Der C64 war keine Offenbarung für mich, dafür bin ich zu jung. Ich kenne diese Faszination, dass da plötzlich etwas auf dem Bildschirm ist, das man steuern kann, diesen plötzlichen Übergang des Fernsehens ins Interaktive, nur aus Erzählungen. Für mich war es immer normal, dass das so funktionierte. Nur nicht zu Hause, damals noch nicht. Wir waren viel zu spät dran mit dem C64, denn mit Technik waren meine Eltern immer langsam: Videorekorder, CD-Player, alle diese Dinge hatten wir erst, als klar war, dass sie nicht mehr weggehen würden. Tatsächlich gab es sogar eine Zeit, in der meine Eltern das Antennenkabel des Fernsehers versteckten, wenn sie nicht da waren, damit ich mir nichts unkontrolliert ansehen konnte.

Der C64 kam von einem Onkel, der ihn, gut zehn Jahre nach Einführung des Gerätes, nicht mehr brauchte. Es gab einen Stapel wabbliger 5¼-Zoll Disketten dazu, und eine Gebrauchsanleitung voller Zauberworte, aus der ich mir mühsam die eigenartige Beschwörungsformel zusammenklaubte, mit der ich das brotkastenartige Ding dazu bringen konnte, die Spiele auf den Disketten zu starten.
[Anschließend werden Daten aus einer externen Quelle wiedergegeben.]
PR #113, opened 2025-12-23
Network details QR code

jonasdiemer:
Using QRCode library from pio to generate the QR code.

Done:
- Display QR code for URL in network mode
- minor fixes of layout
- Display QR for URL in AP mode
- Display QR for AP in AP mode

### DIFF
--- a/.github/workflows/ci.yml
+++ b/.github/workflows/ci.yml
@@ -12,12 +12,6 @@ jobs:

Ich hatte zu dem Zeitpunkt schon andere Systeme gesehen. Meine eigener Game Boy war noch den nächsten Geburtstag oder das nächste Weihnachten entfernt, ich hatte aber natürlich schon einen andächtig in der Hand gehalten. Ich hatte bereits einen Sega Mega Drive und einen Super Nintendo benutzt. Aber das waren die Geräte anderer Leute. Der C64 war das erste Gerät, das fast nur mir gehörte, das ich benutzen konnte, wann ich wollte, wie ich wollte. Als das erste Spiel auf der ersten Diskette endlich geladen war – Air Hockey von einer Spielesammlung namens Indoor Sports – und ich versuchte, die Joysticksteuerung zu begreifen, war ich zwar wenig begeistert, aber bereits verfallen. Das Diskettenlaufwerk röhrte von jetzt an immer häufiger durch das Wohnzimmer. Die piepsigen Sounds von Bowling, Blackjack und Air Hockey mischten sich mit dem bedrohlichen Flüstern um mich herum.

Sicherlich hatten die begrenzten, sicheren, beherrschbaren Spielwelten des C64 etwas damit zu tun, dass ich immer wieder in sie zurückkehrte. Wenige Pixel, klare Regeln, der Joystick mit seinen zwei Knöpfen: Das alles war unheimlich einfach. Kontrollierbar. Ich gewann beim Air Hockey immer. Ich knackte die Highscores beim Bowling. Ich bin immer noch ziemlich gut im Blackjack.

Aber der C64 war auch fundamental anders als alle Geräte, die ich davor kennengelernt hatte. Man musste seine Sprache sprechen, ihm erst einmal gut zureden, damit er etwas tat. Beim Game Boy, beim Mega Drive hatte man nur die Steuerung verstehen müssen, das jeweilige Spiel spielen und irgendwann gewinnen. Beim C64 dagegen musste man das Gerät selbst erobern.